Осипу, вероятно, хотелось приказать телохранителю пристрелить графа, но он сделал глубокий вдох и потом покачал головой.
– Все в порядке, Владимир.
Владимир кивнул и вышел за дверь.
Бывший полковник сложил на груди руки и уставился на Ростова в ожидании объяснений.
– Осип, прости меня… – проговорил смущенно граф. – Я хотел ее дочитать. Более того, я специально расчистил свой график, чтобы дочитать книгу вчера вечером. Но возникли разные обстоятельства…
– Какие обстоятельства?
– Неожиданные.
– Какие именно?
– В виде молодой особы.
– Молодой особы?
– Это дочь старой подруги. Она свалилась на мою шею совершенно неожиданно и проживет у меня некоторое время.
Сначала Осип непонимающе смотрел на Ростова, а потом громко рассмеялся:
– Ну и ну, Александр Ильич! У тебя остановилась молодая особа. Ну, чего же ты мне раньше не сказал? Я понимаю, что ни на что другое у тебя нет времени. Хорошо, мы еще обсудим Токвиля, ты об этом не забывай. А сейчас не стану тебя больше задерживать. Ты еще успеешь с ней выпить и закусить икрой в «Шаляпине». А потом можете перейти в ресторан на первом этаже и потанцевать.
– Я должен тебе сказать, что это очень молодая особа.
…
– Насколько молодая?
– Ей пять или шесть лет.
– Пять или шесть!
– Я думаю, скорее всего, шесть.
– Так у тебя живет шестилетний ребенок?
– Да.
– В твоей комнате?
– Да…
– И как долго она будет у тебя жить?
– Несколько недель. Может, месяц. Но не дольше двух…
– Понятно, – сказал Осип и улыбнулся.
– Если честно, – произнес Ростов. – Пока я и сам испытываю большие сложности и неудобства. Впрочем, ничего другого и нельзя было ожидать. Как только она акклиматизируется, мы сделаем кое-какие изменения, и все снова придет в норму.
– Я уверен, что именно так оно и будет, – сказал Осип. – Не смею тебя дольше задерживать.

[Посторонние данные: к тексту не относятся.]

PR #8435, opened 2026-09-15
Add hover tooltips and expandable descriptions for Turmoil agendas

JessyIsCute:
TurmoilAgenda.vue gains a hover tooltip (teleported to <body> so it isn't clipped by the party accordion's overflow:hidden/scale wrapper) showing the bonus/policy's plain-text effect. TurmoilAgendaContainer.vue (used on the /cards reference page) gets a click-to-expand description below each card using the same text.


src/common/turmoil/AgendaDescriptions.ts
```diff
@@ -0,0 +1,56 @@
...
+ * (hover tooltips on the Turmoil board, and the /cards reference page). The authoritative
+ * logic lives in the matching `src/server/turmoil/parties/*.ts` Bonus/Policy classes --
+ * these strings are copied from their `description` fields, since the client can't import
+ * server-only game logic.
+ *
+ * Kelvinists' kp01 description is normally dynamic (cheaper with High-Temp
+ * Superconductors in play); this shows its base cost, matching the server's own fallback
+ * when no player context is available.
+ */
+export const AGENDA_DESCRIPTIONS: Partial<Record<BonusId | PolicyId, string>> = {
```
kberg: These are already defined in the policies and bonuses. It will be better to get them in one place. It wouldn't be so bad if this was the place, but there's already a mechanism for strings shared between server and client. 🤔

src/common/turmoil/AgendaDescriptions.ts
```diff
@@ -0,0 +1,56 @@
+import {BonusId, PolicyId} from './Types';
+
+/**
+ * Plain-text descriptions for every bonus/policy id, for client-side reference display
+ * (hover tooltips on the Turmoil board, and the /cards reference page). The authoritative
+ * logic lives in the matching `src/server/turmoil/parties/*.ts` Bonus/Policy classes --
+ * these strings are copied from their `description` fields, since the client can't import
+ * server-only game logic.
+ *
+ * Kelvinists' kp01 description is normally dynamic (cheaper with High-Temp
```
kberg: Unnecessary comment

src/styles/turmoil.less
```diff
@@ -691,3 +691,24 @@ input[type="radio"]:checked + .party-container::after {
   background-size: 50px 46px;
   width: 50px;
 }
+
+// This is teleported to <body> and positioned in TurmoilAgenda.vue's onMouseEnter (viewport
```
kberg: I don't understand this. What is it saying?

src/client/components/cardlist/TurmoilAgendaContainer.vue
```diff
@@ -1,16 +1,18 @@
 <template>
-  <div class="container">
+  <div class="container" @click="showDescription = !showDescription">
   <TurmoilAgenda :id="agendaId" />
   <div class="line1">{{ agendaId }}</div>
   <div class="line2">
     {{ $t(agenda.name) }} {{ $t(agenda.type) }} {{ agenda.num }}
   </div>
+  <div class="description" v-if="showDescription">{{ $t(description) }}</div>
```
kberg: Use v-i18n instead of $t

src/client/components/cardlist/TurmoilAgendaContainer.vue
```diff
@@ -42,7 +47,10 @@ const agenda = computed<AgendaInfo>(() => agendaInfoById(props.agendaId));
     margin-left: 80px !important;
   }
 
-  > div:first-child {
+  // TurmoilAgenda's template root is no longer a single element (it now has a sibling
```
kberg: "is no longer?" Why is it being described this way? I don't really understand this comment. What is it saying?

kberg (commented):
Thanks for the PR. I have a couple of questions about CSS which I don't understand very well.

src/common/turmoil/AgendaDescriptions.ts
JessyIsCute: Comment Removed.

src/client/components/cardlist/TurmoilAgendaContainer.vue
JessyIsCute: Updated to use v-i18n.

src/styles/turmoil.less
JessyIsCute: Basically the turmoil board's container clips anything that pokes outside its edges. Teleport moves the tooltip's actual HTML out of that container. so it's going ontop of everything. I didn't want to mess with the clipping cause it seems like it's neeeded for expand/collapsing animation?

src/common/turmoil/AgendaDescriptions.ts
JessyIsCute: Solved.

src/common/turmoil/IClientAgenda.ts
```diff
@@ -0,0 +1,6 @@
+import {BonusId, PolicyId} from './Types';
+
+export interface IClientAgenda {
```
kberg: You did the right thing by following the pattern, but in this project interfaces are becoming things which provide an abstraction for classes. Can you use `type`? I could do this as a full change later, but while you're here...

src/common/turmoil/IClientAgenda.ts
```diff
@@ -0,0 +1,6 @@
...
+  id: BonusId | PolicyId;
```
kberg: This field doesn't look necessary. Is it? It's OK if the type has only one field in it. I could see doing something nice like adding rendering instructions here later.

src/client/turmoil/ClientAgendaManifest.ts
```diff
@@ -0,0 +1,13 @@
...
+// @ts-ignore agendas.json doesn't exist during npm run build
+import agendaJson from '@/genfiles/agendas.json';
+
+const agendas: Map<BonusId | PolicyId, IClientAgenda> = new Map();
+(agendaJson as any as Array<IClientAgenda>).forEach((agenda) => {
+  agendas.set(agenda.id, agenda);
+});
+
+export function getAgendaDescription(id: BonusId | PolicyId): string {
+  return agendas.get(id)?.description ?? `Unknown agenda ${id}`;
```
kberg: Match the other APIs by returning the ~I~`ClientAgenda` and throwing if it does not exist. Optional: can name `getAgendaOrThrow`.

src/common/turmoil/AgendaDescriptions.ts
kberg: OK. I have some comments, but yeah that's good.

src/styles/turmoil.less
kberg: I'm new to Teleport, so, cool. Thanks.

kberg (approved):
Some minor tweaks but this is a good change.

src/client/components/cardlist/TurmoilAgendaContainer.vue
JessyIsCute: added a extra div which makes this fix unnessairly and its now much simpler.

src/common/turmoil/IClientAgenda.ts
```diff
@@ -1,6 +1,3 @@
-import {BonusId, PolicyId} from './Types';
-
-export interface IClientAgenda {
-  id: BonusId | PolicyId;
+export type IClientAgenda = {
```
kberg: Rename the type to ClientAgenda. Rename the file to ClientAgenda.

PR #8438, opened 2026-09-16
Make Neptunian Power Consultants compatible with Flooding

### LINKED ISSUE #8436: When Flooding triggers Neptunian Power Consultants
Ideally the Flooding player should get the -4 MC option first before the NPC player gets to make their choice.

(Officially, of course, the active player gets to make all ordering decisions, including that they could opt to wait to do the -4 until after, but if you don't want to make it a choice it probably is more often what they want to do the -4 first. I think.)

kberg:
Fixes #8436


kevinb9n:
nice, thanks!

PR #8444, opened 2026-09-18
/Help Modular and Policital Party listing

JessyIsCute:
image


src/client/components/help/HelpTurmoilParties.vue
```diff
@@ -0,0 +1,77 @@
+<template>
+    <div class="help-turmoil-parties-container">
+      <h2 v-i18n>Political Parties</h2>
+      <p v-i18n>The ruling party's bonus is granted to every player at the end of each generation (scaled by how well each player matches it); its policy applies for the whole generation it rules.</p>
```
kberg: Policies don't apply for the whole generation.  Where did you get that?

Also this reads like AI wrote it.

src/client/components/help/HelpTurmoilParties.vue
```diff
@@ -0,0 +1,77 @@
+<template>
```
kberg, line 1: Please use the <script setup> style for new components.

kberg (commented):
I'll have to run this locally to see what's happening. Just these for now

kberg:
image

This is not going to look good when compressed. How is it going to look on a mobile phone? Any thoughts?

src/client/components/help/HelpTurmoilParties.vue
JessyIsCute: Policies do apply for the whole generations? I thought, Policies generation wide, Bonuses start of generation?

kberg: > Policies do apply for the whole generations? I thought, Policies generation wide, Bonuses start of generation?

image

image

Hope this helps

JessyIsCute: I dont understand, if green become active you get 3 mc for every greenery you palce during the whole generation? what am i missing?

kberg: What you're missing is that it's only during the **action phase**, which is not the whole generation. It doesn't happen during final greenery, it doesn't happen during prelude phase.

That surprised me too, by the way.

kberg (commented):
Just update the description of policies and bonuses (if necessary? I forget) and we're good to go.

PR #539, opened 2023-02-13
feat: use UltraJSON if available

jjaakola-aiven:

UltraJson gives slight performance improvement.

# Why this way

Decided to support the vanilla `json` and `ultrajson` for now.

### DIFF
--- a/karapace/schema_models.py
+++ b/karapace/schema_models.py
@@ -19,11 +19,10 @@ from karapace.protobuf.exception import (
 )
 from karapace.protobuf.schema import ProtobufSchema
 from karapace.typing import ResolvedVersion, SchemaId, Subject
-from karapace.utils import json_encode
+from karapace.utils import json_decode, json_encode, JSONDecodeError
 from typing import Any, cast, Dict, NoReturn, Optional, Union
 
 import hashlib
-import json
 import logging
 
 LOG = logging.getLogger(__name__)
@@ -37,15 +36,8 @@ def parse_avro_schema_definition(s: str, validate_enum_symbols: bool = True, val
     parsing fails because of it, the extra data can be removed and parsed
     again.
     """
-    try:
-        json_data = json.loads(s)
-    except json.JSONDecodeError as e:
-        if e.msg != "Extra data":
-            raise
-
-        json_data = json.loads(s[: e.pos])
-
-    return avro_parse(json.dumps(json_data), validate_enum_symbols=validate_enum_symbols, validate_names=validate_names)
+    json_data = json_decode(s)
+    return avro_parse(json_encode(json_data), validate_enum_symbols=validate_enum_symbols, validate_names=validate_names)
 
 
 def parse_jsonschema_definition(schema_definition: str) -> Draft7Validator:
@@ -54,7 +46,7 @@ def parse_jsonschema_definition(schema_definition: str) -> Draft7Validator:
     Raises:
         SchemaError: If `schema_definition` is not a valid Draft7 schema.
     """
-    schema = json.loads(schema_definition)
+    schema = json_decode(schema_definition)
     Draft7Validator.check_schema(schema)
     return Draft7Validator(schema)
 
@@ -98,7 +90,7 @@ class TypedSchema:
     def to_dict(self) -> Dict[str, Any]:
         if self.schema_type is SchemaType.PROTOBUF:
             raise InvalidSchema("Protobuf do not support to_dict serialization")
-        return json.loads(self.schema_str)
+        return json_decode(self.schema_str)
 
     def fingerprint(self) -> str:
         if self._fingerprint_cached is None:
@@ -109,8 +101,8 @@ class TypedSchema:
     def normalize_schema_str(schema_str: str, schema_type: SchemaType) -> str:
         if schema_type is SchemaType.AVRO or schema_type is SchemaType.JSONSCHEMA:
             try:
-                schema_str = json_encode(json.loads(schema_str), sort_keys=True)
-            except json.JSONDecodeError as e:
+                schema_str = json_encode(json_decode(schema_str), compact=True, sort_keys=True)
+            except JSONDecodeError as e:
                 LOG.error("Schema is not valid JSON")
                 raise e
         elif schema_type == SchemaType.PROTOBUF:
@@ -150,14 +142,14 @@ def parse(
                 validate_enum_symbols=validate_avro_enum_symbols,
                 validate_names=validate_avro_names,
             )
-        except (SchemaParseException, json.JSONDecodeError, TypeError) as e:
+        except (SchemaParseException, JSONDecodeError, TypeError) as e:
             raise InvalidSchema from e
 
     elif schema_type is SchemaType.JSONSCHEMA:
         try:
             parsed_schema = parse_jsonschema_definition(schema_str)
             # TypeError - Raised when the user forgets to encode the schema as a string.
-        except (TypeError, json.JSONDecodeError, SchemaError, AssertionError) as e:
+        except (TypeError, JSONDecodeError, SchemaError, AssertionError) as e:
             raise InvalidSchema from e
 
     elif schema_type is SchemaType.PROTOBUF:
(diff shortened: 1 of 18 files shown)


tests/unit/test_avro_compatibility.py
```diff
@@ -33,8 +33,9 @@
 )
 schema8 = parse_avro_schema_definition(
     '{"type":"record","name":"myrecord","fields":[{"type":"string","name":"f1"},{"type":"string",'
-    '"name":"f2","default":"foo"}]},{"type":"string","name":"f3","default":"bar"}]}'
```
jjaakola-aiven, line 36: This data was broken so I took the trailing data out.

tests/integration/test_schema.py
```diff
@@ -2882,7 +2884,7 @@ async def test_invalid_schema_should_provide_good_error_messages(registry_async_
         f"subjects/{test_subject}/versions",
         json={"schema": schema_str[:-1]},
     )
-    assert res.json()["message"] == "Invalid AVRO schema. Error: Expecting ',' delimiter: line 1 column 18 (char 17)"
+    assert res.json()["message"].startswith("Invalid AVRO schema. Error: ")
```
jjaakola-aiven, line 2887: The actual error message is different in `ujson` than in `json`.

karapace/schema_models.py
```diff
@@ -37,15 +36,8 @@ def parse_avro_schema_definition(s: str, validate_enum_symbols: bool = True, val
...
     again.
     """
-    try:
-        json_data = json.loads(s)
-    except json.JSONDecodeError as e:
-        if e.msg != "Extra data":
-            raise
-
-        json_data = json.loads(s[: e.pos])
-
```
jjaakola-aiven, line 47: I removed this whole block as this accepts invalid JSON. If there is trailing data the data shall be considered bad.
For example `{"type": "fish"},["trailing"]` was splitted with the position from `json.JSONDecodeError` to `{"type": "fish"}`. The result is valid JSON, but should not be accepted as the input is garbage.

Fleshgrinder:
Why not [orjson](https://pypi.org/project/orjson/)? It is significantly faster than all other options, handles more types natively, and codes directly to `bytes`. Thus removing the unnecessary `str` allocation and `str` to `bytes` conversion for sending things over the wire. It also still supports Python 3.7.

jjaakola-aiven:
The `orjson` can be added later if needed. `ujson` is quite straightforward replacement for vanilla `json`.

karapace/utils.py
```diff
@@ -12,14 +12,25 @@
...
+from typing import IO, NoReturn, Optional, overload, Union
 
-import json
+import importlib
 import kafka.client_async
 import logging
 import time
 
+ultrajson = importlib.util.find_spec("ujson")
+if ultrajson:
```
Fleshgrinder, line 25: There is no need for the global variable, is there?

```suggestion
if importlib.util.find_spec("ujson"):
```

karapace/utils.py
```diff
@@ -73,17 +84,34 @@ def default_json_serialization(
...
+    if indent is not None:
+        arguments["indent"] = indent
     res = json.dumps(
         obj,
-        sort_keys=sort_keys,
-        default=default_json_serialization,
-        separators=separators,
+        **arguments,
     )
     return res.encode("utf-8") if binary else res
```
Fleshgrinder, line 100: Using overloads allows us to help editors in understanding what this function is going to return, as it either returns `bytes` or `str` in a predictable way. I also removed the global `SEPARATORS` constant, as there is no need to occupy the memory for it, as there is no reuse. Using `Optional[T] = None` for all arguments makes it possible to write wrapper functions, without copying the actual default values. JSON should also be compact by default, no need to waste precious bytes.

```python
@overload
def json_encode(
    it: Any,
    *,
    binary: Literal[False, None] = None,
    sort_keys: Optional[bool] = None,
    compact: Optional[bool] = None,
    indent: Optional[int] = None,
) -> str:
    ...


@overload
def json_encode(
    it: Any,
    *,
    binary: Literal[True],
    sort_keys: Optional[bool] = None,
    compact: Optional[bool] = None,
    indent: Optional[int] = None,
) -> bytes:
    ...


def json_encode(
    it: Any,
    *,
    binary: Optional[bool] = None,
    sort_keys: Optional[bool] = None,
    compact: Optional[bool] = None,
    indent: Optional[int] = None,
) -> Union[bytes, str]:
    kwargs = {}
    if indent is not None:
        kwargs["indent"] = indent
    if compact is not False and indent is None:  # compact by default
        kwargs["separators"] = (",", ":")
    if sort_keys is True:
        kwargs["sort_keys"] = True
    result = json.dumps(it, default=default_json_serialization, **kwargs)
    return result if binary is True else result.encode("utf8")
```

```python
string = json_encode({})  # correctly recognized as `str`
also_string = json_encode({}, binary=False)  # correctly recognized as `str`
binary = json_encode({}, binary=True)  # correctly recognized as `bytes`
```

karapace/utils.py
```diff
@@ -73,17 +84,34 @@ def default_json_serialization(
...
+def json_decode(content: [str, IO]) -> JsonData:
+    if isinstance(content, str):
+        try:
+            return json.loads(content)
+        except JSONDecodeError as ex:
+            raise ex
+    try:
+        return json.load(content)
+    except JSONDecodeError as ex:
+        raise ex
```
Fleshgrinder, line 112: There is no need to catch and rethrow the same exception, and `bytes` is a perfectly valid input for both `json` and `usjon` as well. By including `bytes` we can also get rid of **ALL** `.decode("utf8")` that are currently sprinkled across the codebase when calling this function.

```suggestion
def json_decode(it: Union[bytes, str, IO]) -> JsonData:
    if isinstance(content, bytes) or isinstance(content, str):
        return json.loads(content)
    else:
        return json.load(content)
```

karapace/schema_reader.py
```diff
@@ -326,8 +325,8 @@ def handle_messages(self) -> None:
                 value = None
                 if msg.value:
                     try:
-                        value = json.loads(msg.value.decode("utf8"))
-                    except json.JSONDecodeError:
+                        value = json_decode(msg.value.decode("utf8"))
```
Fleshgrinder, line 328: Just one of many places of unnecessary binary decoding, if the signature of `json_decode` is updated as suggested in my other comment.

```suggestion
                        value = json_decode(msg.value)
```

Fleshgrinder (changes requested):

jjaakola-aiven:
As this also impacts the formatting of the key I registered two schemas. Another with code from current main and another with this branch. Result of keys:
```
THIS BRANCH -> {"keytype":"SCHEMA","subject":"test-key","version":1,"magic":1}	
MAIN BRANCH -> {"keytype":"SCHEMA","subject":"test-diff","version":1,"magic":1}
```

Both have the same order of fields and are in the most compact form.

karapace/utils.py
jjaakola-aiven: Done.

karapace/utils.py
jjaakola-aiven: Done.

karapace/utils.py
jjaakola-aiven: Yes, rethrow was a workaround to flake8 and pylint unused import nag.

karapace/schema_reader.py
jjaakola-aiven: Removed the unwanted decoding calls.

karapace/utils.py
```diff
@@ -70,18 +80,53 @@ def default_json_serialization(
...
+    if compact is not False and indent is None:
+        kwargs["separators"] = (",", ":")
+    if sort_keys is True:
+        kwargs["sort_keys"] = True
+    result = json.dumps(obj, default=default_json_serialization, **kwargs)
+    return result.encode("utf8") if binary is True else result
+
+
+def json_decode(content: [AnyStr, IO[AnyStr]]) -> JsonData:
+    if isinstance(content, str) or isinstance(content, bytes):  # pylint: disable=consider-merging-isinstance
```
Fleshgrinder, line 127: Why would we not follow pylint's suggestion? It is more efficient to perform the work in C.

```suggestion
    if isinstance(content, (str, bytes)):
```

Fleshgrinder (changes requested):

karapace/utils.py
Fleshgrinder: Not possible in Python 3.7

Fleshgrinder (approved):

PR #542, opened 2023-02-14
Fix Create Backup Consumption Logic

Fleshgrinder:
The consumption logic is currently counting how many records it received in a single batch returned from poll, and when it is empty it concludes that the backup is successfully finished. However, there are meany reasons why a batch returned by poll is empty, especially with timeouts applied to it. A consequence of this is that a backup created at $t_1$ may contain more records than a backup created at $t_2$ (without any external changes to the topic content, e.g. compaction).

To fix this we have to use offset watermarks. With them we can determine if we are done, or not. The patch now exposes the poll timeout, so that users can increase it in case they encounter issues, and it uses a longer default poll timeout to ensure that users are not going to see errors right away (increased from 1 second to 1 minute).

----

~Requires (and includes) https://github.com/aiven/karapace/pull/540 to be merged first.~

### DIFF
--- a/karapace/backup/consumer.py
+++ b/karapace/backup/consumer.py
@@ -1,0 +1,45 @@
+"""
+Copyright (c) 2023 Aiven Ltd
+See LICENSE for details
+"""
+from __future__ import annotations
+
+from datetime import timedelta
+from isodate import duration_isoformat, parse_duration
+
+__all__ = ["PollTimeout"]
+
+
+class PollTimeout:
+    """Specifies how long a single poll attempt may take while consuming the topic.
+
+    It may be necessary to adjust this value in case the cluster is slow. The value must be given in ISO8601 duration
+    format (e.g. `PT1.5S` for 1,500 milliseconds) and must be at least on second. Defaults to one minute.
+    """
+
+    __slots__ = ("__value",)
+
+    def __init__(self, value: str | timedelta) -> None:
+        self.__value = value if isinstance(value, timedelta) else parse_duration(value)
+        if self.__value // timedelta(seconds=1) < 1:
+            raise ValueError(f"Poll timeout MUST be at least one second, got: {self}")
+
+    @classmethod
+    def default(cls) -> PollTimeout:
+        return cls(timedelta(minutes=1))
+
+    @classmethod
+    def of(cls, minutes: int = 0, seconds: int = 0, milliseconds: int = 0) -> PollTimeout:
+        """Convenience function to avoid importing ``timedelta``."""
+        return PollTimeout(timedelta(minutes=minutes, seconds=seconds, milliseconds=milliseconds))
+
+    def __str__(self) -> str:
+        """Returns the ISO8601 formatted value of this poll timeout."""
+        return duration_isoformat(self.__value)
+
+    def __repr__(self) -> str:
+        return f"{self.__class__.__name__}(value='{self}')"
+
+    def to_milliseconds(self) -> int:
+        """Returns this poll timeout in milliseconds, anything smaller than a milliseconds is ignored (no rounding)."""
+        return self.__value // timedelta(milliseconds=1)
--- a/karapace/schema_backup.py
+++ b/karapace/schema_backup.py
@@ -7,10 +7,13 @@ See LICENSE for details
 from enum import Enum
 from kafka import KafkaConsumer, KafkaProducer
 from kafka.admin import KafkaAdminClient
+from kafka.consumer.fetcher import ConsumerRecord
 from kafka.errors import TopicAlreadyExistsError
-from kafka.structs import PartitionMetadata
+from kafka.structs import PartitionMetadata, TopicPartition
 from karapace import constants
 from karapace.anonymize_schemas import anonymize_avro
+from karapace.backup.consumer import PollTimeout
+from karapace.backup.errors import BackupError, PartitionCountError, StaleConsumerError
 from karapace.config import Config, read_config
 from karapace.key_format import KeyFormatter
 from karapace.schema_reader import new_schema_topic_from_config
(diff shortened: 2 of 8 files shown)


karapace/schema_backup.py
```diff
@@ -349,25 +349,72 @@ def _restore_backup_version_2(self, producer: KafkaProducer, fp: IO) -> None:
...
+            has not been reached yet.
+        """
+        poll_timeout_ms = 1_000 if poll_timeout is None else poll_timeout // timedelta(milliseconds=1)
+        topic = self.topic_name
         with _writer(self.backup_location, overwrite=overwrite) as fp:
-            with _consumer(self.config, self.topic_name) as consumer:
-                LOG.info("Starting schema backup read for topic: %r", self.topic_name)
-
-                topic_fully_consumed = False
+            with _consumer(self.config, topic) as consumer:
```
jjaakola-aiven, line 380:
```suggestion
            with _writer(self.backup_location, overwrite=overwrite) as fp, _consumer(self.config, topic) as consumer:
```
Combining both context managers to single line would remove one indent level.

karapace/schema_backup.py
```diff
@@ -349,25 +349,72 @@ def _restore_backup_version_2(self, producer: KafkaProducer, fp: IO) -> None:
...
-
-                    for _, messages in raw_msg.items():
-                        for message in messages:
-                            ser = export_func(key_bytes=message.key, value_bytes=message.value)
-                            if ser:
-                                fp.write(ser)
-
-                LOG.info("Schema export written to %r", "stdout" if fp is sys.stdout else self.backup_location)
+                if end_offset != 0:  # non-empty topic
+                    end_offset -= 1  # high watermark to actual end offset
```
jjaakola-aiven, line 390: I would check if start offset and end offset are equal, this would be the rare case of a topic that is empty because of retention.

karapace/schema_backup.py
Fleshgrinder: I did that with `()` surrounding them so that I can put them on separate lines for clarity and it complained that this feature is not available in 3.7, didn't know that it works without the `()`.

karapace/schema_backup.py
```diff
@@ -349,25 +344,72 @@ def _restore_backup_version_2(self, producer: KafkaProducer, fp: IO) -> None:
...
+                    records: Collection[ConsumerRecord] = consumer.poll(poll_timeout_ms).get(topic_partition, [])
+                    if len(records) == 0:
+                        raise StaleConsumerError(topic_partition, start_offset, end_offset, last_offset, poll_timeout)
+                    record: ConsumerRecord
+                    for record in records:
+                        fp.write(serialize(record.key, record.value))
+                        record_count += 1
+                    last_offset = record.offset
+                    if last_offset >= end_offset:
+                        break
```
jjaakola-aiven, line 404: I'd compare the record offset to end offset in the loop and break immediately when reached. Now this could backup more than was decided as the end offset.

Fleshgrinder: Which is intentional, backing up more than the minimum is totally fine. Using a `while` loop would mean that we perform the same check twice in a row, however, using the `do`-`while` loop means that we perform only as many checks as necessary, while allowing to back up as much as possible, but at least what was in the topic when we started.

karapace/backup/consumer.py
```diff
@@ -0,0 +1,45 @@
+"""
+Copyright (c) 2023 Aiven Ltd
+See LICENSE for details
+"""
+from datetime import timedelta
+from isodate import duration_isoformat, parse_duration
```
antonagestam, line 6: question: [python-dateutil](https://github.com/dateutil/dateutil) is the usual go-to to fill the needs that stdlib datetime doesn't fulfill. Have you checked whether it can be used instead?

karapace/backup/consumer.py
```diff
@@ -0,0 +1,45 @@
...
+from typing import Union
+
+__all__ = ["PollTimeout"]
+
+
+# TODO @final (Python 3.8+)
```
antonagestam, line 12: question: Is it important somehow that this class isn't subclassed? Unless something breaks when subclassing, I'd consider not adding `@final` at all. (And if it is important, maybe add a comment explaining why?)

karapace/backup/consumer.py
```diff
@@ -0,0 +1,45 @@
...
+
+    __slots__ = ("__value",)
+
+    def __init__(self, value: Union[str, timedelta]) -> None:
+        self.__value = value if isinstance(value, timedelta) else parse_duration(value)
+        if self.__value // timedelta(seconds=1) < 1:
+            raise ValueError(f"Poll timeout MUST be at least one second, got: {self}")
+
+    @classmethod
+    def default(cls) -> "PollTimeout":
```
antonagestam, line 28: nit (non-blocking): I think we should prefer `from __future__ import annotations` over string syntax type hints, so that we're more compatible with the future than with the past.

karapace/backup/consumer.py
Fleshgrinder: By not making it final we have to assume that someone using Karapace is subclassing this class, and using it. This has serious implications when it comes to making changes to public symbols. Everything should be final, to avoid such issues.

karapace/backup/consumer.py
Fleshgrinder: It does not support ISO8601 durations.

karapace/backup/consumer.py
antonagestam: I'm failing to see any serious implications at all. 

Karapace is an application, and not a library, so any usage in that way is obviously not supported and would have no compatibility guarantees whatsoever in the first place. Internals like this is not a public API.

Basically I disagree that we should assume this application is used as a library.

jjaakola-aiven (approved):

PR #545, opened 2023-02-15
Fix GHA Protoc Installation

Fleshgrinder:
The protobuf compiler that is being installed in GitHub Actions has a different version than the library that is used by Karapace. To avoid further drift it is necessary to ensure that they stay aligned automatically. This patch adds some code to extract the actual Protobuf version from the `requirements.txt` file.

Note that this approach is going to break with newer Protobuf versions. This is because Google decided to stop versioning all Protobuf dependencies alike. However, newer versions of Python Protobuf do not require the Protobuf Compiler to be installed anymore. Hence, if we upgrade, we can get rid of the Protobuf Compiler installation entirely.

### DIFF
--- a/.github/workflows/tests.yml
+++ b/.github/workflows/tests.yml
@@ -12,7 +12,7 @@ jobs:
     runs-on: ubuntu-latest
     strategy:
       matrix:
-        python-version: [3.7, 3.8, 3.9, "3.10", "3.11"]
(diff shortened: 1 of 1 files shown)


jjaakola-aiven (approved):

libretto:
Part of the Protobuf functionality that we are implementing requires Protobuf Compiler to be installed.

Граф пообещал, что к их следующей встрече он дочитает Токвиля, и вышел за дверь. Осип поднял бутылку, но в ней уже не было вина, поэтому он взял бокал графа и перелил остатки его вина в свой.
Он подумал, помнит ли он сам, когда его детям было шесть лет? Помнит ли он о том, как они могли проснуться еще до рассвета? Свежи ли в его памяти те времена, когда все мелкие предметы вечно валялись под ногами? Те времена, когда он не успевал отвечать на письма, читать книги и часто даже не был в состоянии довести мысль до конца. Да, он помнил это время. Помнил его, словно все это было вчера.
– Конечно, – сказал он вслух, – «мы сделаем кое-какие изменения, и все снова придет в норму».
* * *
Граф твердо придерживался мнения, что взрослым мужчинам негоже бегать по коридорам. Он вышел из зала после ужина с Осипом около одиннадцати вечера и понимал, что заставил Марину слишком долго сидеть с Софьей. Поэтому он решил сделать исключение из своего правила и бегом помчался по коридору. Он повернул за угол и столкнулся с бородатым человеком, который вышагивал на лестничной площадке.
– Мишка!
– Вот ты где, Саша!
Первой мыслью графа при виде друга было, что он не сможет сейчас уделить ему время. Надо просто сказать Мишке, что сейчас у него нет ни секунды.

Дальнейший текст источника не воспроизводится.